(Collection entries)
- Opening Delimiter -

PR #1551, opened 2017-06-12
Added craft addon.

Snapster-amb:
I added a lot of changes today so I will need to testing tomorrow but I figured I would throw this up for review as I'll probably need to adjust for feedback anyways.

### DIFF
--- a/addons/craft/craft.lua
+++ b/addons/craft/craft.lua
@@ -1,5 +1,5 @@
 --[[
-Craft v1.03312017
+Craft v1.1.0
 
 Copyright © 2017 Mojo
 All rights reserved.
@@ -30,7 +30,7 @@ SOFTWARE, EVEN IF ADVISED OF THE POSSIBILITY OF SUCH DAMAGE.
 
 _addon.name     = 'craft'
 _addon.author   = 'Mojo'
-_addon.version  = '1.03312017'
+_addon.version  = '1.1.0'
 _addon.commands = {'craft'}
 
 require('chat')
@@ -69,15 +69,21 @@ local supported = false
 local appropriated = {}
 local inventory = {}
 
-local bags = {
-    safe = 1,
-    storage = 2,
-    locker = 4,
-    satchel = 5,
-    sack = 6,
-    case = 7,
-    safe2 = 9
-}
+local function filter_bag(v)
+    return not (v.name:match("Inventory") or
+        v.name:match("Temporary") or
+        v.name:match("Wardrobe"))
+end
+
+local function get_bag_command(k)
+    return res.bags[k].command
+end
+
+local function get_bag_id(bag)
+    return bag.id
+end
+
+local bags = res.bags:filter(filter_bag):key_map(get_bag_command):map(get_bag_id)
 
 local support_npcs = {
     {name = "Orechiniel", zone = 230, menu = 650, buff = 240},
@@ -93,7 +99,7 @@ local support_npcs = {
 }
 
 local exceptions = {
-    ['Terra Crystal'] = 6509,
+    ['Geo Crystal'] = 6509,
 }
 
 local clusters = {
@@ -260,7 +266,7 @@ local function busy_wait(block, timeout, message)
     end
     if os.time() - start >= timeout then
         conditions[block] = false
-        return "timed out - %s":format(message)
+        return "Timed out - %s":format(message)
     else
         inventory = windower.ffxi.get_items()
     end
@@ -358,9 +364,9 @@ local function fetch_ingredient(ingredient)
                 return fetch_ingredient(ingredient)
             end
         end
-        return "unable to locate %s":format(ingredient)
+        return "Unable to locate %s":format(ingredient)
     else
-        return "unknown item %s":format(ingredient)
+        return "Unknown item %s":format(ingredient)
     end
 end
 
@@ -498,8 +504,8 @@ local function check_queue()
             if food then
                 consume_food()
             end
-            local item = queue:pop()
-            local msg = item[1](item[2])
+            local fn, arg = unpack(queue:pop())
+            local msg = fn(arg)
             if msg then
                 error(msg)
             end
@@ -539,12 +545,12 @@ local function handle_status()
 end
 
 local function handle_delay(seconds)
-    local status, err = pcall(tonumber, seconds)
-    if not err then
-        return "invalid delay %s":format(seconds)
+    local n = tonumber(seconds)
+    if n == nil then
+        return "Invalid delay %s":format(seconds)
     else
         notice("Setting delay to %s":format(seconds))
-        delay = seconds
+        delay = n
     end
 end
 
@@ -578,10 +584,10 @@ local function handle_jiggle(key)
 end
 
 local function handle_repeat(count)
-    count = count or 1
-    local status, err = pcall(tonumber, count)
-    if not err then
-        return "invalid count %s":format(count)
+    local count = count or 1
+    local n = tonumber(count)
+    if n == nil then
+        return "Invalid count %s":format(count)
     end
     notice("Adding %d repeat commands to the queue":format(count))
     for i = 1, count do
@@ -592,10 +598,10 @@ local function handle_repeat(count)
 end
 
 local function handle_make(item, count)
-    count = count or 1
-    local status, err = pcall(tonumber, count)
-    if not err then
-        return "invalid count %s":format(count)
+    local count = count or 1
+    local n = tonumber(count)
+    if n == nil then
+        return "Invalid count %s":format(count)
     end
     local recipe = fetch_recipe(item)
     if not recipe then
@@ -620,7 +626,7 @@ local function handle_food(item)
             notice("Setting auto food to %s":format(name.en))
             food = name.en
         else
-            return "invalid food %s":format(item)
+            return "Invalid food %s":format(item)
         end
     end
 end
@@ -629,7 +635,7 @@ local function handle_put(ingredient, bag)
     if bag then
         bag = bag:lower()
         if not bags[bag] then
-            return "unknown bag %s":format(bag)
+            return "Unknown bag %s":format(bag)
         end
     end
     local search = res.items:name(ingredient)
@@ -639,7 +645,7 @@ local function handle_put(ingredient, bag)
         local args = {
             ['id'] = id,
             ['bag'] = bag,
-            ['name'] = name.en,
+            ['name'] = name.english,
         }
         local item = {put, args}
         if bag then
@@ -651,7 +657,7 @@ local function handle_put(ingredient, bag)
         queue:push(item)
         process_queue()
     else
-        return "unknown item %s":format(ingredient)
+        return "Unknown item %s":format(ingredient)
     end
 end
 
@@ -664,20 +670,20 @@ end
 
 local function handle_display()
     if display then
-        notice("Disabling display.")
+        notice("Disabling display")
         display = false
     else
-        notice("Enabling display.")
+        notice("Enabling display")
         display = true
     end
 end
 
 local function handle_support()
     if support then
-        notice("Disabling support.")
+        notice("Disabling support")
         support = false
     else
-        notice("Enabling support.")
+        notice("Enabling support")
         support = true
     end
 end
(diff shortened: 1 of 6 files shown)


z16:
At work, so I can't review it fully yet, but one thing that immediately comes to mind is to significantly condense the recipes file. It uses strings for everything, which increases file size, load times, memory consumption (immensely) and decreases run-time performances. I would make it fully ID-based and optionally single-row (shouldn't matter for parse speed or memory size, but for file size and as such download times, as well as load times for an editor. Just the line breaks and indentations are adding close to 40% of the file size. It would obviously not be human-readable that way, but it doesn't need to be either. When new recipes should be added, they can easily be converted (could even include a short converter tool that people can use, in case you stop maintaining it at some point). Doing those things could cut the file size by 65%, and it would improve run-time performance.

I'll look over the rest of the addon tonight.

Snapster-amb:
Alright.  Recipe uniqueness is based on the ingredients and not the result.  So it can't be completely id based although changing all of the crystal/ingredients to ids and making each recipe a single line should be an easy change.  I will also look into compressing it (simply zipping the recipe files resulted in a 90% reduction in file size.)  I generated all of the recipes using bg wiki, BeautifulSoup, and items.lua in the windower resources.  I will attach the script to the push request later tonight.

alphaONE2:
I think a better way to structure the database would be to use two tables. The first would simply be a sequential list of unique recipes, and the second, a mapping from item ids to a list of recipe indices. When it's time to look up an item, you first look up the list of recipes for that item. If there is only one recipe then use it, otherwise report an ambiguous recipe error and list the possible recipes for the user to choose from.

Byrth:
Having used this, it's actually pretty easy to memorize the different recipe keys (ex. 'aquamarine 2' vs. 'aquamarine',) but I guess moving towards a less ambiguous model ('aquamarine' = error, 'aquamarine 1'/'aquamarine 2'=synth) is also an option.

This addon also doesn't cause performance issues for me, but optimization is always welcomed. I would avoid single-lining it, though, because it's nice to let users add novel recipes.

z16:
I don't think single-lining it would make it harder, changing it to IDs would, which I'd consider the more important change. However, if you're fine with longer load times, you could also pre-process the list on load and convert it to IDs for faster access later. This could even be done off the main thread via `coroutine.yield`, so the user wouldn't even notice it loading longer. And it wouldn't take minutes either, only like a second or two, so the user could still use it right after loading, because that's probably quicker than the user can type the command.

By "ID based" I didn't mean to use IDs for the recipe, this can (and probably should) remain a string, only for the actual item lookup later on. But that wouldn't matter anyway if you go the above route.

And sorry I didn't get to review it last night, something turned up after work so I didn't get to it. Better luck tonight.

Snapster-amb:
Haven't had time to really work on this (might not until Friday not.)  Here's a pastebin of the python script I used to generate the recipes.

https://pastebin.com/5E0zwpSH

There's some jiggery pokery in there due to inconsistencies on bg-wiki's recipe list.  I didn't add it to the push request because I'm not sure what the best deployment strategy is.

I also do think that trying to optimize the recipe lookup is perhaps not worth the effort in regards to performance.  It runs once every 20 seconds or so and I never noticed any slowdown or anything, so the human readability of the recipe list becomes more valuable than the gains from optimizing it.  However, it has been pointed out to me by others not on this review that it might be worth doing to make the usage more robust.  Searching the en/ja/enl/ja1 might be a nice feature I guess.  Are item names different in other regions of the word (french/german/etc.) or are they all english or japanese?

Snapster-amb:
https://github.com/SirAnthony/slpp also this is a dependency for the python script that you can't get on pip or whatever.

addons/craft/craft.lua
```diff
@@ -0,0 +1,738 @@
+--[[
+Craft v1.03312017
```
z16: While I somewhat notoriously abhor the "date as version" method of versioning the code, I've come to live with the fact that some people just want to watch the world burn. But please don't make it worse by using standard date ordering (especially US date ordering)... the year needs to be first, followed by the month, followed by the day. As it is now, a version that's released later (say January 2018) would have a lower version number than the current version. If we did add version comparison to base updates on (like we do with Plugins) it would refuse to update future versions. Please at least change it to `1.yyyymmdd` (or better yet, just use normal versioning).

addons/craft/craft.lua
```diff
@@ -0,0 +1,738 @@
...
+
+local bags = {
+    safe = 1,
+    storage = 2,
+    locker = 4,
+    satchel = 5,
+    sack = 6,
+    case = 7,
+    safe2 = 9
+}
```
z16: I notice that you're using this table to move items between bags. Is there a reason why some bags are omitted? If you do want to include all bags, you can use this code to generate such a table from the resources:
```lua
local bags = res.bags:key_map(function(id) return res.bags[id].command end):map(function(bag) return bag.id end)
```

This has the benefit of still working after they add new bags like Wardrobes 27 & 28. Also reduces error potential due to a manually created mapping.

addons/craft/craft.lua
```diff
@@ -0,0 +1,738 @@
...
+handlers['support'] = handle_support
+handlers['find'] = handle_find
+
+local function handle_command(...)
+    local cmd  = (...) and (...):lower()
+    local args = {select(2, ...)}
+    if handlers[cmd] then
+        local msg = handlers[cmd](unpack(args))
+        if msg then
+            error(msg)
```
z16: Maybe I missed something because I didn't grok the big picture of the program structure yet, but it looks as if you could just `error(...)` in the individual functions, instead of checking for the message and then calling `error` outside of the handler. Or is there something preventing that? I noticed that in other functions as well (`busy_wait`, `check_queue`, `handle_repeat`, maybe others). This would have the benefit of not having to write the check everywhere you call those functions, as well as freeing up the return value to use for proper return values, if needed.

addons/craft/craft.lua
```diff
@@ -0,0 +1,738 @@
...
+handlers['food'] = handle_food
+handlers['status'] = handle_status
+handlers['help'] = handle_help
+handlers['jiggle'] = handle_jiggle
+handlers['support'] = handle_support
+handlers['find'] = handle_find
+
+local function handle_command(...)
+    local cmd  = (...) and (...):lower()
+    local args = {select(2, ...)}
```
z16: You can simplify this by adjusting the signature to:
```lua
local function handle_command(cmd, ...)
    local args = {...}
```

Also, I'd recommend to default the command to 'help', but erroring is also fine, up to you:
```lua
    local cmd = ... and (...):lower() or 'help'
```

addons/craft/craft.lua
```diff
@@ -0,0 +1,738 @@
...
+    notice("paused", paused)
+    notice("display", display)
+    notice("auto food", food)
+    notice("auto support", support)
+    notice("jiggle", jiggle)
+    notice("queue size", queue:length())
+end
+
+local function handle_delay(seconds)
+    local status, err = pcall(tonumber, seconds)
```
z16: `tonumber` can't fail, instead it will return `nil` if the provided number is invalid.

addons/craft/craft.lua
```diff
@@ -0,0 +1,738 @@
...
+                commence_jigglin()
+            end
+            if support then
+                poke_npc()
+            end
+            if food then
+                consume_food()
+            end
+            local item = queue:pop()
+            local msg = item[1](item[2])
```
z16: You could name the table arguments, to be able to specify the names explicitly here. Might make it a bit clearer than using `[1]` and `[2]`, but not really that important either way.

addons/craft/craft.lua
```diff
@@ -0,0 +1,738 @@
...
+        end
+    end
+    local search = res.items:name(ingredient)
+    local id, name = next(search, nil)
+    if id then
+        local msg = nil
+        local args = {
+            ['id'] = id,
+            ['bag'] = bag,
+            ['name'] = name.en,
```
z16: Use `english` please instead of `en`.

z16 (changes requested):
Added a few comments to the code.

As for the Python tool, it's perfectly fine to include it (we just included a Python tool into the *boxdestroyer* addon [today](https://github.com/Windower/Lua/commit/e5016d4ee063eedde8ddab11125f75ca65b876ab)). If you include the third party library as well you need to make sure that the license is compatible with ours and follow its instructions for reproducing the license. Cursory research seems to suggest that it can be included into our code without problems (MIT in BSD) but I'd rather let @alphaONE2 weigh in on it before making that final decision.

And about the names, there are only English and Japanese names at this point, both the German and French versions were discontinued. Fortunately it shouldn't be too hard to make it Japanese-friendly. You can leave the recipes file as it is now and can just convert the user input. So when a user enters a recipe name (I assume they're all item name based, even if there are multiple entries?), you just look up the name in the resources. Then you look up the value in the recipe file by that item's English name.

As for the resources themselves, a minor note on its API: it currently supports indexing with `.en` and `.jp`, as it does in the corresponding resources file. But those are really just internal values and you should use `english` and `japanese` instead. There is also `name` property which resolves to the name based on the client. So using `print(res.items[19747].name)` would print `Mandau` on an English client and `マンダウ` on a Japanese one. You can use this to read and output in a user's corresponding language while internally either working with item IDs, or keep working with English names (as it is now).

And finally a note on performance. It's true that most gains we're talking about are marginal here on most PCs, and even if you don't notice anything you have to keep in mind that some people play on more than 10 year old hardware. Some may not be quite as old, but are using many more addons, and if they also multibox the cost is naturally multiplied. So while it's generally not necessary to adjust for performance (nor would I decline this pull request because of it, fyi, like most things I mention in these reviews they're just suggestions), it should be a goal to strive towards. As long as the cost of improving it is within reasonable margins compared to the gains I think it's worth considering. But I leave that entirely up to your judgment.

That said, the changes I actually do request are, as mentioned in the code:
* The change of the versioning mechanism
* The use of `english` for an English resource, instead of `en`

Everything else is just a note on my part.

addons/craft/craft.lua
Snapster-amb: Wardrobes/temporary/inventory need to be excluded from the list.  I added something that filters the resources now.

addons/craft/craft.lua
Snapster-amb: This is part of the design I opted for because it's simple and because I like the appearance of the code.  Functions can return something, or a string.  If it's a string it indicates something went wrong.

Snapster-amb:
I have submitted a new version with the python scripts + licensed python libraries and some changes to address the feedback.  I plan on reworking the recipes still though, but I haven't had the time to do that yet.

Byrth:
As another note, you need to check the item status to make sure it isn't in bazaar before you try to use it in a recipe / move it / eat it / etc.

alphaONE2:
I just wanted to weigh in on the issue of users adding recipes to the database. I agree that the changes to the database that both I and @z16 have suggested would make it much harder for users to manually add recipes to the database. However, my opinion has always been that requiring users to make manual changes to any kind of internal resource or settings files is bad.

Instead, an in-game interface should be provided to make it simple to modify the database. Ideally user modifications should be kept in a separate file to make updates to the built-in database easier.

Having said that, implementing such a thing is probably more than you wanted to take on right now. I only suggest it as a _possible_ future improvement.

@z16: Including the MIT licenced library here is perfectly fine; as you said, the two are entirely compatible. The MIT licence and the version of the BSD licence we use are essentially identical in terms of what they require and allow, they just use different legal wording.

z16:
Well that all sounds good to me then! @Snapsmojo Is there anything else you want to implement for this PR or is this ready to be merged? I see no issues preventing a merge at this point.

z16 (approved):

Snapster-amb:
There is still some work to do.

* Don't try and use items that are equipped or in bazaar.
* Upon second thought, I can use mog wardrobes, but only for certain ingredients.
* Update to the recipes list format.  I want to add localization (japanese + english) and allow users to search recipes using the english/japanese long format as well.

I imagine I will have this done on Saturday, although there is no reason it can't be accepted in the mean time and another push request opened as these changes won't affect the usage much (only make it more robust).

z16:
All right, I see no harm in merging it now then, we likely won't merge it to live until the weekend anyway, so this will give some people an option to try it out until then for some further feedback.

- Closing Delimiter -

* What to do *
Find the lines above that contain the word "help" and collect them.

* Output *
+handlers['help'] = handle_help
Also, I'd recommend to default the command to 'help', but erroring is also fine, up to you:
    local cmd = ... and (...):lower() or 'help'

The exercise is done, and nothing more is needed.